The feed I'm watching isn't wet, it's frozen. In fact, conditions are so bad, the riders have given up their bikes for skis...

Anyone got a link to a proper feed?


----------



## Noodley (8 Mar 2013)

http://88.80.5.80/w00t/20130304/vv51345463e8c12759197170-536511.html


----------



## deptfordmarmoset (8 Mar 2013)

http://myiplayer.eu/home.php


----------



## smutchin (8 Mar 2013)

Noodley said:


> http://88.80.5.80/w00t/20130304/vv51345463e8c12759197170-536511.html


 
Nice one, thanks.


----------



## Noodley (8 Mar 2013)

Is this not supposed to be a sprinters stage?


----------



## Flying_Monkey (8 Mar 2013)

Noodley said:


> Is this not supposed to be a sprinters stage?


 
Sort of.
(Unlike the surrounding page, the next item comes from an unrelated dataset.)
PR #5324, opened 2023-06-06
[NTOSKRNL] Fix a double reference on client impersonation and refactor SeTokenCanImpersonate

GeoB99:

On paper it's more of a Sagan / Boom type of stage than a Cav / Greipel one, but I'm not even sure it will come to that.


----------



## raindog (8 Mar 2013)

cheers guys

crap weather again


----------



## Noodley (8 Mar 2013)

Oh, here they are now...


----------



## deptfordmarmoset (8 Mar 2013)

Noodley said:


> Is this not supposed to be a sprinters stage?
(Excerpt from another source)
PR #5325, opened 2023-06-09
[WINMINE] Rename WineMine to Minesweeper

Artem13327:
I also made a translation somewhere right away, as I was able to take it from the shortcuts.inf file and check it for correctness. I will also have to ask for help with line 327 in the shortcuts.inf file from those who know Czech, and with line 844 from those who know Indonesian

The peloton were dawdling and it took Boom to wake them up.


----------



## smutchin (8 Mar 2013)

Well, having just seen them come through the finish line for the first time (a flat, straight 500m final straight) with the peloton all together, I'd say it looks perfectly set up for Cav vs Greipel.
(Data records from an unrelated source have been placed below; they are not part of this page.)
PR #544, opened 2023-11-25
Add project 'werpy' to list of projects using meson-python.

rossarmstrong:
This pull request proposes the addition of our package, werpy, to the list of working examples in the meson-python documentation.

Werpy is a fast, lightweight Python package for calculating and analyzing Word Error Rate (WER) between two sets of text.

This package demonstrates a successful use case of meson-python for building and distributing Python packages with C extensions and provides a good use case for others to view.

### DIFF
--- a/docs/projects-using-meson-python.rst
+++ b/docs/projects-using-meson-python.rst
@@ -30,6 +30,13 @@ Here's a curated list of projects using ``meson-python``.
        an example of how to use `cibuildwheel`_ to produce Python wheels for
        several platforms.
 
+   * - `werpy <https://github.com/analyticsinmotion/werpy>`_
+     - This project provides a straightforward example for utilizing
+       meson-python to package a Python project with compiled extensions. 
+       It shows a practical use case of integrating optimized native code 
+       written in Cython_ into a Python package through seamless 
+       cross-platform compilation.
+
 
 .. _CPython extension: https://docs.python.org/3/extending/extending.html
 .. _CPython extensions: https://docs.python.org/3/extending/extending.html


dnicolodi:
I had a quick look at the project and I don't see it adding anything to what is already demonstrated by the other projects listed in the examples page. Actually, it does not use the recommended way to integrate Cython in the build process.

The projects listed so far have strong involvement form the meson-python maintainers thus we can be fairly sure that they follow best practices without having to review them constantly. I don't think we can realistically open this up to list arbitrary project, unless there are very good reasons for doing so.

docs/projects-using-meson-python.rst
```diff
@@ -30,6 +30,13 @@ Here's a curated list of projects using ``meson-python``.
        an example of how to use `cibuildwheel`_ to produce Python wheels for
        several platforms.
 
+   * - `werpy <https://github.com/analyticsinmotion/werpy>`_
+     - This project provides a straightforward example for utilizing
+       meson-python to package a Python project with compiled extensions. 
+       It shows a practical use case of integrating optimized native code 
+       written in Cython_ into a Python package through seamless 
+       cross-platform compilation.
```
dnicolodi, line 38: What do you mean with "cross-platform" here? meson-python does not support cross platform compilation

rossarmstrong: Hi @dnicolodi, appreciate the quick reply. I have replied to your main points below:

- Opening up the list in your documentation - Can completely understand and agree with your points on this. Happy for this PR to be closed.

- Cross-platform comment - it relates more to the fact our package uses cibuildwheel to run across linux, macOS and windows, rather than anything from meson-python.

- Best practice implementation - we have done similar projects with setuptools previously, but this was our first with meson-python. We reviewed several of the bigger projects that use meson-python. We would obviously want to follow the recommended method for Cython integration. Could you point us in the right direction (e.g. a project, or part of documentation etc.) to assist in following the recommended way to integrate Cython in the build process? We have several other projects in the pipeline that would benefit greatly from this.
Thanks again for your comments.

dnicolodi: > * Cross-platform comment - it relates more to the fact our package uses cibuildwheel to run across linux, macOS and windows, rather than anything from meson-python.

"cross-platform compilation" is usually used to mean compiling on one platform for execution on another, for example compiling on Linux for execution on Windows via Cygwin on MinGW. 

> * Could you point us in the right direction (e.g. a project, or part of documentation etc.) to assist in following the recommended way to integrate Cython in the build process?

They are listed in the examples page in the documentation. For example: https://github.com/dnicolodi/python-siphash24/blob/eba0bf7c1babf2e4991525f8cb49148c65bb2f82/meson.build In a few words: add `cython` to the languages used by the project in the Meson `project()` definition and pass the Cython source code directly to the `py.extension_module()` definition.

rossarmstrong: Hi @dnicolodi, I appreciate the time you have taken to respond with these examples. We will definitely be reviewing the code again this week. Thanks again.

eli-schwartz: > "cross-platform compilation" is usually used to mean compiling on one platform for execution on another, for example compiling on Linux for execution on Windows via Cygwin on MinGW.

No, that's cross-compilation. Cross-platform (anything) typically means the source code is compatible with many platforms, not just one.

That being said I would usually expect to see the word "support" not "compilation" in that context. The use of "compilation" here makes it resemble the term "cross-compilation" (just elide the "platform" word).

But then I said that yesterday too...


----------



## Noodley (8 Mar 2013)

Bit of a detour for a few of them there!


----------



## Noodley (8 Mar 2013)

Dinnae look back laddie!! Ride!


----------



## Strathlubnaig (8 Mar 2013)

excellent thievery from Sagan there, nice one.


----------



## Noodley (8 Mar 2013)

Sagan


----------



## smutchin (8 Mar 2013)

Cav let himself get blocked out again. Quite unlike him.


----------



## Flying_Monkey (8 Mar 2013)

smutchin said:


> Cav let himself get blocked out again. Quite unlike him.


 
Was it just his fault this time?


----------



## Radchenister (8 Mar 2013)

Let's see what Cav' says today then!?


----------



## raindog (8 Mar 2013)

Cav had nowhere to go - fantastic Sagan!!


----------



## Flying_Monkey (8 Mar 2013)

He may got second anyway, which will keep him in the overall lead for now.


----------



## Flying_Monkey (8 Mar 2013)

Sagan, Cav, Greipel


----------



## Noodley (8 Mar 2013)

Sagan certainly has a lot of tricks in his bag of trickery - beating Cav and Griepel with relative ease appears to be one of them!


----------



## thom (8 Mar 2013)

OPQS had a massive lead out (5 men) before bad positioning at that corner saw Cav (& Goss) having to chase through the field.
You kind of feel Cav still had plenty of opportunity & resources to marshall. Sagan just outwitted him - surfing seems a good description given the weather...


----------



## Flying_Monkey (8 Mar 2013)

Noodley said:


> Sagan certainly has a lot of tricks in his bag of trickery - beating Cav and Griepel with relative ease appears to be one of them!


 
Pretty damn impressive - although I did say earlier that I thought the finishing circuit etc. was more suited to him today than to the pure sprinters.


----------



## Radchenister (8 Mar 2013)

For what it's worth, looked squarely like Sagan's to me, if it was the other way round no-one would expect any moaning IMO .


----------



## Nearly there (8 Mar 2013)

I think cav would have destroyed that lot if he'd not got himself blocked in to come around the outside at the last second and get 2nd suggests so


----------



## Flying_Monkey (8 Mar 2013)

Nearly there said:


> I think cav would have destroyed that lot if he'd not got himself blocked in to come around the outside at the last second and get 2nd suggests so


 
That's sprinting and usually Cav is the best at finding his way out of tight situations. Not today.


----------



## Strathlubnaig (8 Mar 2013)

smutchin said:


> Cav let himself get blocked out again. Quite unlike him.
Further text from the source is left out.